PR #1872, opened 2022-03-25
random123 submodule added

brenthuisman:
Due to limited history in the random123 repo, it's checked out at the last (and only) released version, 1.14.0.

As per https://github.com/arbor-sim/arbor/issues/1731.


brenthuisman:
bors try

brenthuisman:
bors try

bcumming:
It looks like the `spack/package.py` has to be udpated to use random123 provided by spack.

brenthuisman:
@bcumming Yes! However, the version that exists on Github is not yet in the Spackage. I'll make a PR for it.

thorstenhater (commented):
I remember @noraabiakar had to patch some files in order for GPU support to work.
How was this resolved?

brenthuisman:
Apparently by just updating `random123`. Those patches were for an earlier version and we said that if bors passes we don't need them anymore. I'll ask @noraabiakar to make sure.

brenthuisman:
@noraabiakar writes that we should test AMD GPUs, for which there is no CI at the moment. @bcumming are you able to run those tests?

thorstenhater:
@boeschf has volunteered to run this.

PR #1873, opened 2022-03-25
Add support for epoch callbacks

### LINKED ISSUE #1870: Progress measure
It would good to be able to measure, or display, the progress of a running simulation. 

This could, for example, happen through a string that contains the current progress percentage and that is written to an output stream specified by an argument of `arbor.simulation.run()`. A more sophisticated solution would be a Python function that would be called periodically and that receives the progress percentage as an argument.

As @schmitts pointed out, inspiration could also come from Brian2: https://brian2.readthedocs.io/en/stable/user/running.html#progress-reporting.

bcumming:
Adds support for the user to add a generic callback that is to be called:
1. before the first time step
2. at the end of every epoch

One implementation of such a callback that prints a progress bar to the screen is provided, and wrapped for the Python front end. Example output of the progress bar:

```
 57% [||||||||||||||||||||||||||||                      ]           575ms
```

Fixes #1870

### DIFF
--- a/arbor/simulation.cpp
+++ b/arbor/simulation.cpp
@@ -578,24 +578,30 @@ simulation::~simulation() = default;
 ARB_ARBOR_API epoch_function epoch_progress_bar() {
     struct impl {
         double t0 = 0;
-        unsigned calls = 0;
-
-        const char* PBSTR = "||||||||||||||||||||||||||||||||||||||||||||||||||||||||||||||||||||||||||||||||||||||||||||||||||||";
-        unsigned PBWIDTH = 50;
+        bool first = true;
 
         void operator() (double t, double tfinal) {
-            if (calls==0) {
+            constexpr unsigned bar_width = 50;
+            static const std::string bar_buffer(bar_width+1, '-');
+
+            if (first) {
+                first = false;
                 t0 = t;
             }
 
             double percentage = (tfinal==t0)? 1: (t-t0)/(tfinal-t0);
             int val = percentage * 100;
-            int lpad = percentage * PBWIDTH;
-            int rpad = PBWIDTH - lpad;
-            printf("\r%3d%% [%.*s%*s]  %12ums", val, lpad, PBSTR, rpad, "", (unsigned)t);
-            fflush(stdout);
+            int lpad = percentage * bar_width;
+            int rpad = bar_width - lpad;
+            printf("\r%3d%% |%.*s%*s|  %12ums", val, lpad, bar_buffer.c_str(), rpad, "", (unsigned)t);
 
-            ++calls;
+            if (t==tfinal) {
+                // Print new line and reset counters on the last step.
+                printf("\n");
+                t0 = tfinal;
+                first = true;
+            }
+            fflush(stdout);
         }
     };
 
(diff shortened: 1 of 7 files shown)


arbor/simulation.cpp
```diff
@@ -558,10 +565,41 @@ void simulation::set_local_spike_callback(spike_export_function export_callback)
...
 
 simulation::~simulation() = default;
 
+epoch_function epoch_progress_bar() {
+    struct impl {
+        double t0 = 0;
+        unsigned calls = 0;
+
+        const char* PBSTR = "||||||||||||||||||||||||||||||||||||||||||||||||||||||||||||||||||||||||||||||||||||||||||||||||||||";
+        unsigned PBWIDTH = 50;
```
jlubo, line 584:
```suggestion
        unsigned PBWIDTH = 50;
        const std::string PBSTR = std::string(2*PBWIDTH, '|');
```
Using the "repeat character" constructor of `std::string`.

jlubo (changes requested):
The callback and the Python wrapper seem to work well, and the progress bar looks fine!

See below for two minor suggestions. Also, documentation is still missing.

jlubo (changes requested):

arbor/simulation.cpp
```diff
@@ -558,10 +565,41 @@ void simulation::set_local_spike_callback(spike_export_function export_callback)
...
+            if (calls==0) {
+                t0 = t;
+            }
+
+            double percentage = (tfinal==t0)? 1: (t-t0)/(tfinal-t0);
+            int val = percentage * 100;
+            int lpad = percentage * PBWIDTH;
+            int rpad = PBWIDTH - lpad;
+            printf("\r%3d%% [%.*s%*s]  %12ums", val, lpad, PBSTR, rpad, "", (unsigned)t);
+            fflush(stdout);
```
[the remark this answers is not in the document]
bcumming: :+1: 

I tweaked it to print a new line and reset the counter so that code like this:
```python
sim.run(1000, 0.1)
sim.run(2000, 0.1)
sim.run(3000, 0.1)
```
will generate the following output:
```
100% |--------------------------------------------------|          1000ms
100% |--------------------------------------------------|          2000ms
100% |--------------------------------------------------|          3000ms
```

arbor/simulation.cpp
jlubo: Seems like the best solution!

jlubo (approved):

arbor/simulation.cpp
```diff
@@ -558,10 +565,47 @@ void simulation::set_local_spike_callback(spike_export_function export_callback)
     impl_->local_export_callback_ = std::move(export_callback);
 }
 
+void simulation::set_epoch_callback(epoch_function epoch_callback, bool global) {
```
thorstenhater, line 568: `global` is redundant? Or is this compatibility with `spike_callback`?

thorstenhater (changes requested):
One tiny comment, rest is good.

arbor/simulation.cpp
bcumming: Good point. That is a hang over from an earlier draft of the epoch callback.
I realised that the `global` information is redundant, and the caller can decide whether to attach a callback on one or more distributed contexts for themselves, e.g.:
https://github.com/arbor-sim/arbor/pull/1873/files#diff-5827156d5c4d2c924b0def9bbf4e51db85e1ea4a0c45c75328ca38dab6ea8e12R190

thorstenhater (approved):
👍

PR #1882, opened 2022-04-12
Sort (in python) the mechanism names (for convenience).

### LINKED ISSUE #1879: `cable_global_properties.catalogue` assignment changes iteration order, is surprising
**Describe the bug**
When assigning to the `catalogue` property of a `cable_global_properties` object, it seems to create and store a copy of the original object, which has some surprising side effects: it invalidates and shuffles the otherwise seemingly deterministic order of the mech cat iterator:

```
>>> list(arbor.load_catalogue("lib.so"))
["A", "B", "C", "D"]
>>> list(arbor.load_catalogue("lib.so"))
["A", "B", "C", "D"]
>>> list(arbor.load_catalogue("lib.so"))
["A", "B", "C", "D"]
>>> cat = arbor.load_catalogue("lib.so"); print(list(cat)); print(list(cat)); print(list(cat))
["A", "B", "C", "D"]
["A", "B", "C", "D"]
["A", "B", "C", "D"]
>>> props = arbor.cable_global_properties(); props.catalogue = cat; print(list(props.catalogue))
["C", "B", "D", "A"]
```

PROBLEM DESCRIPTION
Wherever the word "like" appears in a line of the data, copy that line.

ANSWER SECTION
It looks like the `spack/package.py` has to be udpated to use random123 provided by spack.
I tweaked it to print a new line and reset the counter so that code like this:
jlubo: Seems like the best solution!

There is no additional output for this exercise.